Contribution To Superconductivity Of Different Ionic Pb Nanoparticles Placed In The Bi-2223 Superconducting System During Different Milling Duration

N. K. Sartekin

Physikalisches Institut — Experimentalphysik II, Universität Tübingen,
Auf der Morgenstelle 14D-72076 Tübingen, (GERMANY)

PAGE NO: 67-82

ABSTRACT – DOI: https://dx.doi.org/10.47204/ACI.1.2.2021.67-82

In this exhaustive study, (Bi_1.8Pb_0.2)Sr₂(Ca_1,8Pb_0.2)Cu₃O_10+δ (Bi-2223) was prepared using a solid state reaction routine and was milled with balls in glass cup rotated by machine at different milling duration ranging from 0,5 h to 8h before sintering. The prepared specimens were characterized by typical experimental methods such as X-ray powder diffraction (XRD), dc resistance (ρ-T), critical current density, scanning electron microscopy (SEM) and bulk density. The electrical and superconducting properties were scrutinized using electrical resistivity and transport critical current density. Structural phase identifications and microstructural features were made by means of X-ray powder diffraction, bulk densty and SEM analysis. This research explores the causes of being higher T_c and higher critical current density in BSCCO superconductor. The results show that the best milling time interval is 3 hours for the highest superconducting transition temperature Tc and the highest transport critical current density Jc because of having stronger c-axis alignment of Bi-2223 and a high proportion of the Bi-2223 phase. More specifically, based on dc resistance and transport critical current density measurements, the Pb⁺² and Pb⁺⁴ inclusions up to optimum level allows better localization in Bi-2223 crystal structure as a result of the arrangement in the dynamics of electron-electron interaction. Thus, the room state conductivity, T_c^onset, T_c^offset and J_c values increase significantly from 0,5 h to 3 h milling duration due to the improvement of crystal structure.
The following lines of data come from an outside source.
PR #7151, opened 2025-05-29
feat(iota): add `client remove-address` command

### LINKED ISSUE #7150: CLI: new command to remove an address in iota client
https://github.com/MystenLabs/sui/pull/21912

thibault-martinez:
Fixes https://github.com/iotaledger/iota/issues/7150

### Release Notes

- [ ] Protocol:
- [ ] Indexer:
- [ ] JSON-RPC:
- [ ] GraphQL:
- [x] CLI: Add `iota client remove-address` command
- [ ] Rust SDK:
- [ ] REST API:

### DIFF
--- a/crates/iota-keys/src/keystore.rs
+++ b/crates/iota-keys/src/keystore.rs
@@ -37,10 +37,12 @@ pub enum Keystore {
     File(FileBasedKeystore),
     InMem(InMemKeystore),
 }
+
 #[enum_dispatch]
 pub trait AccountKeystore: Send + Sync {
     fn add_key(&mut self, alias: Option<String>, keypair: IotaKeyPair)
     -> Result<(), anyhow::Error>;
+    fn remove_key(&mut self, address: &IotaAddress) -> Result<(), anyhow::Error>;
     fn keys(&self) -> Vec<PublicKey>;
     fn get_key(&self, address: &IotaAddress) -> Result<&IotaKeyPair, anyhow::Error>;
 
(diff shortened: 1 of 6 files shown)


crates/iota/src/client_commands.rs
```diff
@@ -496,6 +496,8 @@ pub enum IotaClientCommands {
         #[arg(long, short)]
         profile_output: Option<PathBuf>,
     },
+    /// Remove an existing address by its alias or hexadecimal string.
```
Thoralf-M, line 499: I think this should mention that it removes the private key from the keystore and that there is no way to recover, if no backup was made

crates/iota-keys/src/keystore.rs
```diff
@@ -249,6 +251,13 @@ impl AccountKeystore for FileBasedKeystore {
         Ok(())
     }
 
+    fn remove_key(&mut self, address: &IotaAddress) -> Result<(), anyhow::Error> {
+        self.aliases.remove(address);
+        self.keys.remove(address);
+        self.save()?;
```
Thoralf-M, line 257: Do we also need to unset the active address here?

thibault-martinez: Good point. Just unset, or reset it to something else?

crates/iota/src/client_commands.rs
thibault-martinez: https://github.com/iotaledger/iota/pull/7151/commits/94137616d5e36ee9a52362d3ae496ec70214c50a

crates/iota-keys/src/keystore.rs
Thoralf-M: Not sure how the logic is built around it, if it would automatically set a new one the next time we try to get it, then just unsetting it should be fine

thibault-martinez: I did it somewhere else because keystore has no concept of active address. Also confirmed that it already sets it to something else automatically.
https://github.com/iotaledger/iota/pull/7151/commits/73dbeda5780290a6d969c798ff710f893de07969

Thoralf-M (approved):

richardmands (approved):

On the other hand, when the mixing time is longer than the milling time of 3 hours, the Pb foreign impurities embedded in the Bi-2223 crystal structure instantaneously strengthen the artificial random defects, dislocation and grain boundary weak interactions in the repeatedly stacked layers and especially deform the superconducting Cu-O₂ layers. In addition, XRD research including evidence of the increase in c-axis length up to the optimum mixing time confirms that the superconductivity properties improve with the Pb contribution up to optimum level. On the other hand, the mixing time higher than 3 hours gives rise to the decomposition of the Bi-2223 phase into the Bi-2212 phase and impurities.